**What needs to be done**:
Pull out every line below containing the word "including".

**Available records**:

******

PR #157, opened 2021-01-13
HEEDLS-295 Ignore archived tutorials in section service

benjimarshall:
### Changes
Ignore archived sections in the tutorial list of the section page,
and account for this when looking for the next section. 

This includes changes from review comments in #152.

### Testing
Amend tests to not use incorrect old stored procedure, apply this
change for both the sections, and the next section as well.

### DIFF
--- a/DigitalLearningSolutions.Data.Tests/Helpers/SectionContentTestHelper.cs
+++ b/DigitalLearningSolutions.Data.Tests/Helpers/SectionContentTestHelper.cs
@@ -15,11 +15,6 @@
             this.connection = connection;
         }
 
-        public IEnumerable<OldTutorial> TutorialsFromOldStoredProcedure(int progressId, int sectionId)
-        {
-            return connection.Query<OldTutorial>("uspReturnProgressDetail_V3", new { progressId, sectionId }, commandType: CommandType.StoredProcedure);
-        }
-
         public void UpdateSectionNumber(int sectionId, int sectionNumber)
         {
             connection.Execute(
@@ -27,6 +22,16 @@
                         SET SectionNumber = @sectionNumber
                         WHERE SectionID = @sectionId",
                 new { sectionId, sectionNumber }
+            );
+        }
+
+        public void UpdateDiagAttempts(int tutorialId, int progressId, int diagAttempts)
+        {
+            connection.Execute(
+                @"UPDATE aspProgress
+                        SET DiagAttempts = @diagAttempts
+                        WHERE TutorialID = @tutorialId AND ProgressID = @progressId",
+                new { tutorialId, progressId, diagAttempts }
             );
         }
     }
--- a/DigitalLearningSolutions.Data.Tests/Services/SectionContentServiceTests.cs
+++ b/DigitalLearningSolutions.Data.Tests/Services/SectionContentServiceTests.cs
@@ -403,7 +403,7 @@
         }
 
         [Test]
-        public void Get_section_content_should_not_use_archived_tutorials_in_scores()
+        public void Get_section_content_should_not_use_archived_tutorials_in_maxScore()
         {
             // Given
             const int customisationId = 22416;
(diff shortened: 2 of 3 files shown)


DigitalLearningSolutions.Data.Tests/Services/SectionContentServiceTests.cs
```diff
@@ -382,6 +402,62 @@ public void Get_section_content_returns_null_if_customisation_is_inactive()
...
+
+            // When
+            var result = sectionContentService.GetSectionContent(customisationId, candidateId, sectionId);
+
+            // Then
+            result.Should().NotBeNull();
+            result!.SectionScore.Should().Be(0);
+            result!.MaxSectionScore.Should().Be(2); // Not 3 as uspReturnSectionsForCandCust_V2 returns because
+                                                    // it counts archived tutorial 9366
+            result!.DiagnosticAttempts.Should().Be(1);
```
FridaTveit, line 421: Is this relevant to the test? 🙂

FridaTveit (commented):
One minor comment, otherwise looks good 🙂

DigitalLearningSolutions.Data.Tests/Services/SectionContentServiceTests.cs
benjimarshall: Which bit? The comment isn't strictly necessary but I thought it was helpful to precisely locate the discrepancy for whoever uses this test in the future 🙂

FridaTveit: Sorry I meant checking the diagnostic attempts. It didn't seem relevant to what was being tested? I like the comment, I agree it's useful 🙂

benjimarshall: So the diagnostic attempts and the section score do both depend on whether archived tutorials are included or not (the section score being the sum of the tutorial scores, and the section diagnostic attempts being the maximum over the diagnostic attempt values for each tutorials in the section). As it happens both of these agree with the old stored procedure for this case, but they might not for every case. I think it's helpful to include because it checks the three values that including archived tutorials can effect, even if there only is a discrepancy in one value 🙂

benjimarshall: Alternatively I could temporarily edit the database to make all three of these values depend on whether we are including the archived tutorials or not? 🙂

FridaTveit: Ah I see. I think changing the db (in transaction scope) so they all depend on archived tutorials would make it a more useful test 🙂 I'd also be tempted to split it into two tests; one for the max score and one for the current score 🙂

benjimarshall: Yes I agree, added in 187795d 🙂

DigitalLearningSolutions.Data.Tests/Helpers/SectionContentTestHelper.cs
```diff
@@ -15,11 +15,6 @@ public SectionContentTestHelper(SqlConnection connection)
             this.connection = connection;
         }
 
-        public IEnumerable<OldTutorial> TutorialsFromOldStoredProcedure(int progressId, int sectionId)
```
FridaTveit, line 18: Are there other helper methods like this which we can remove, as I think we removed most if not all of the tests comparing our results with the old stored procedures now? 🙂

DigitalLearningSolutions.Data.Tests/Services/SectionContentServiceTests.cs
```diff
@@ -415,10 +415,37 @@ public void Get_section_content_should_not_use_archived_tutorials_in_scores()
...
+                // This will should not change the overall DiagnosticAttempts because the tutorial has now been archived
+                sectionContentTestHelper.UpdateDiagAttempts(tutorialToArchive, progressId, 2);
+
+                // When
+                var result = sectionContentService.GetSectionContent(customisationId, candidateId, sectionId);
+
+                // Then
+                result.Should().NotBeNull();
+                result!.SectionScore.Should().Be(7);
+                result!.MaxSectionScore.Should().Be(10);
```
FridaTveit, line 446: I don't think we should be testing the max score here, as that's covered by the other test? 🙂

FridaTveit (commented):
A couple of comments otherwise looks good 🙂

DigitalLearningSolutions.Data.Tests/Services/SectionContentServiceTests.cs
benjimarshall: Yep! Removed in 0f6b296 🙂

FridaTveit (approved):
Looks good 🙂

******

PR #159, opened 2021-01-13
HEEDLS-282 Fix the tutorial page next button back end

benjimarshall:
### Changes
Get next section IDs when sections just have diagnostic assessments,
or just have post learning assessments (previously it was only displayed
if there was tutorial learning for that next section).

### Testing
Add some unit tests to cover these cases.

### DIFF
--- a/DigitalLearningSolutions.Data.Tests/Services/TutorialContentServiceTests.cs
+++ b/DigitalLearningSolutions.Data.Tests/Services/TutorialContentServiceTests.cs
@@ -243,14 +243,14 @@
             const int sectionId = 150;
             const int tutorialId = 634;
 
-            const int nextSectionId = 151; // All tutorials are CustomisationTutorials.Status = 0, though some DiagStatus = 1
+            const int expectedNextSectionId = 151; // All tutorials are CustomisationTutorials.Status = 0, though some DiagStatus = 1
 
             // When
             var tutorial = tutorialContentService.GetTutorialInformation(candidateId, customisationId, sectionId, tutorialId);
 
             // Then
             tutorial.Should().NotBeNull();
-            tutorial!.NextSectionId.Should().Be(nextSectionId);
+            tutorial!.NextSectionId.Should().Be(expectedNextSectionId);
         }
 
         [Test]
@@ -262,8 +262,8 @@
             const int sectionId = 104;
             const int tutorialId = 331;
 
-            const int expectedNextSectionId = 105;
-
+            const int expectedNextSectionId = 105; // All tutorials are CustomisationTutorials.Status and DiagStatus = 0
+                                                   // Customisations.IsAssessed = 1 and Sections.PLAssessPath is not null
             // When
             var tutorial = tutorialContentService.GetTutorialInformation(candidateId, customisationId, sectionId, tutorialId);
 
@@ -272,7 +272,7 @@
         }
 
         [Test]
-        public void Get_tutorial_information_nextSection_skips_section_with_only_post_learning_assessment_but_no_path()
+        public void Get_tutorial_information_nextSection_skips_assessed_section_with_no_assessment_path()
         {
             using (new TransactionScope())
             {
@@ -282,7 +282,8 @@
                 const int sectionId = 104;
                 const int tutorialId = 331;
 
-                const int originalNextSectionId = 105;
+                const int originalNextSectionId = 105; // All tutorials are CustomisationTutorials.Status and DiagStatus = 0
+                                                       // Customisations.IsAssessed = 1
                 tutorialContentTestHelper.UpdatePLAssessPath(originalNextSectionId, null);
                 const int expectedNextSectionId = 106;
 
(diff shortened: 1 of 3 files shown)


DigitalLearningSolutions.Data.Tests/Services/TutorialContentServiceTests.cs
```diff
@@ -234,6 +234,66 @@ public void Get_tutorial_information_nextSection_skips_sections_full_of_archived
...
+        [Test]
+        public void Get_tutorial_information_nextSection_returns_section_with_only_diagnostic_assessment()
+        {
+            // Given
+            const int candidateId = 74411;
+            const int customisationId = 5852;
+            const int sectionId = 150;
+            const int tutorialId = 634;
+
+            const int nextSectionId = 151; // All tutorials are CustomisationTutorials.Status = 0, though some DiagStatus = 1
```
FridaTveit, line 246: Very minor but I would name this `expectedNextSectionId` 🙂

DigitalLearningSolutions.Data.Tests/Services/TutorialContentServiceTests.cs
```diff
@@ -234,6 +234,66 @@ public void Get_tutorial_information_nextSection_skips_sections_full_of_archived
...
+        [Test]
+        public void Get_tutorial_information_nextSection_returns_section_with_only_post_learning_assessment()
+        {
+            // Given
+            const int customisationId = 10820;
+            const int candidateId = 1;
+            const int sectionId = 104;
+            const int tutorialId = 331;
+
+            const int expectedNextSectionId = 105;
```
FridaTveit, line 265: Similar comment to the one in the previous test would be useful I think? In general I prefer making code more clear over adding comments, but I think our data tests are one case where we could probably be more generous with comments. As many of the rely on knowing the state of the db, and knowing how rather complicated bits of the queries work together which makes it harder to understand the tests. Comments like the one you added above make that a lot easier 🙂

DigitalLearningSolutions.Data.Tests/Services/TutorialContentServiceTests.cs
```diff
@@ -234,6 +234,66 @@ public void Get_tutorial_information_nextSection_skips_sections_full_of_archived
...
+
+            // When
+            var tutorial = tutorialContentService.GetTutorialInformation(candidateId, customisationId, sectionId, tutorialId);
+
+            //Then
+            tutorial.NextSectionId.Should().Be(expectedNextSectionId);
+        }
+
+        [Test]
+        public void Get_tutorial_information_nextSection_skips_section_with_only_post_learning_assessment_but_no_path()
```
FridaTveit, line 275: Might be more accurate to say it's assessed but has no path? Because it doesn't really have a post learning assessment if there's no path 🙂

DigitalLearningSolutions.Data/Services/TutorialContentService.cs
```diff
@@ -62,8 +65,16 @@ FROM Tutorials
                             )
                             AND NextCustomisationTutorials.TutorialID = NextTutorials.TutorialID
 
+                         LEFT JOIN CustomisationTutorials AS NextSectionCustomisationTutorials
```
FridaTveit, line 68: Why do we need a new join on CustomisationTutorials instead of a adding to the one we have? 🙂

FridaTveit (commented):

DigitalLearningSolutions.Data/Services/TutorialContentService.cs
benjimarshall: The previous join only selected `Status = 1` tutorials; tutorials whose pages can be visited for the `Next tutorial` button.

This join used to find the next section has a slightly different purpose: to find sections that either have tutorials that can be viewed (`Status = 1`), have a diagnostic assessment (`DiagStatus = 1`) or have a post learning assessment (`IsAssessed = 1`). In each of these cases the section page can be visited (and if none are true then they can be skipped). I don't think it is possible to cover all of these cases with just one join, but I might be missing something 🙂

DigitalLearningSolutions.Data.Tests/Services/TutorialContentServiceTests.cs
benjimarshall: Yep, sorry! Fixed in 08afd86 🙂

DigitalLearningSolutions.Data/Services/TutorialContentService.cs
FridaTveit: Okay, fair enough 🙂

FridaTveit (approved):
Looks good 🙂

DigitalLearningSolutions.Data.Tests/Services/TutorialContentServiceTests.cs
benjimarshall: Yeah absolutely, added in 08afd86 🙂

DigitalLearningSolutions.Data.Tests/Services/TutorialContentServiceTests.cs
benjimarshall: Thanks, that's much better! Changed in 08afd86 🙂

******

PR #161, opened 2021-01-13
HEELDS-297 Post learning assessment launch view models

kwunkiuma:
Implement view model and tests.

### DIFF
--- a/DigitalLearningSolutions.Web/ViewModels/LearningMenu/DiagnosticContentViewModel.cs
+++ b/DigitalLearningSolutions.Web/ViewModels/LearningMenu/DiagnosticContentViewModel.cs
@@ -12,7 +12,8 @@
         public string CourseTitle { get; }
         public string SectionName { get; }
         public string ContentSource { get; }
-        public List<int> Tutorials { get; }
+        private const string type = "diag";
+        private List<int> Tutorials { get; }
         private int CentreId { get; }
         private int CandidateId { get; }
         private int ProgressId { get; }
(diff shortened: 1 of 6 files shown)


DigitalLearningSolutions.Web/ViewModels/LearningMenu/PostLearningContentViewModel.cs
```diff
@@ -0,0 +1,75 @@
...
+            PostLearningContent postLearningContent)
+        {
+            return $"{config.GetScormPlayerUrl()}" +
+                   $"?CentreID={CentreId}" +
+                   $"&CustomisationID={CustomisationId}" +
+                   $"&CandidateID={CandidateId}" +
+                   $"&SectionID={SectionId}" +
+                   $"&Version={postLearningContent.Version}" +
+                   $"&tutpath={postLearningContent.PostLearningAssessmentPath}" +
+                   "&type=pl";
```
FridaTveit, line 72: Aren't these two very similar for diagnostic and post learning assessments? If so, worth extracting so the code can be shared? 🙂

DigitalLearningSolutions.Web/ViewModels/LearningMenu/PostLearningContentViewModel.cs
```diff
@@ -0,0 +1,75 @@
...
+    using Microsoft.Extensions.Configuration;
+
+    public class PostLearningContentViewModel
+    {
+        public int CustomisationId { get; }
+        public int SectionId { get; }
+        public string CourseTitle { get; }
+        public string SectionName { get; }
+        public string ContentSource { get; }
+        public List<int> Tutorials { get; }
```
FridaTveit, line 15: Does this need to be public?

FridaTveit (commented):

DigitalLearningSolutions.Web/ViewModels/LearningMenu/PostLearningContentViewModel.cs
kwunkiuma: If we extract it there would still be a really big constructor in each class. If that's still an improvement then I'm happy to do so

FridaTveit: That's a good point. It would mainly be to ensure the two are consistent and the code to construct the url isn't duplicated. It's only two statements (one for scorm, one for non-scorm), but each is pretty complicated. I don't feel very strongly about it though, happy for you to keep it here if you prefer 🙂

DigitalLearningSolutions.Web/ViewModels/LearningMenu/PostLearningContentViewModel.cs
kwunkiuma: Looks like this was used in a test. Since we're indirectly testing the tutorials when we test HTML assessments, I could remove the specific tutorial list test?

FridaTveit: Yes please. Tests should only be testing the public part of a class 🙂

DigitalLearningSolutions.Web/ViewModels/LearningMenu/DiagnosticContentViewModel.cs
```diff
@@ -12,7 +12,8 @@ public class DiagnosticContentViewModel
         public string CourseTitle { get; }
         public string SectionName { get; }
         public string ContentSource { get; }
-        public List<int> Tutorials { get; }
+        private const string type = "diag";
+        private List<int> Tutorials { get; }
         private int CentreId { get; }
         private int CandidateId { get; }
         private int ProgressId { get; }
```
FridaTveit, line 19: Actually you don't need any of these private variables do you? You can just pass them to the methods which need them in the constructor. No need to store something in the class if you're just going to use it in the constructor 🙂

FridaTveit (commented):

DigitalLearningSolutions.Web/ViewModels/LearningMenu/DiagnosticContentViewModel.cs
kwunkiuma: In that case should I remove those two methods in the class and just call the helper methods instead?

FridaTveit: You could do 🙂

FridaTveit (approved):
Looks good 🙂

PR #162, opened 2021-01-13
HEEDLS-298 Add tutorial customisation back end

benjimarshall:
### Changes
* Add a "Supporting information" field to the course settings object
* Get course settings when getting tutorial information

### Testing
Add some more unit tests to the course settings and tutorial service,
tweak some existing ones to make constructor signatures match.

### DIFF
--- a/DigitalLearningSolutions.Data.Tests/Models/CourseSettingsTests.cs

******

**Response for this exercise**:
benjimarshall: So the diagnostic attempts and the section score do both depend on whether archived tutorials are included or not (the section score being the sum of the tutorial scores, and the section diagnostic attempts being the maximum over the diagnostic attempt values for each tutorials in the section). As it happens both of these agree with the old stored procedure for this case, but they might not for every case. I think it's helpful to include because it checks the three values that including archived tutorials can effect, even if there only is a discrepancy in one value 🙂
benjimarshall: Alternatively I could temporarily edit the database to make all three of these values depend on whether we are including the archived tutorials or not? 🙂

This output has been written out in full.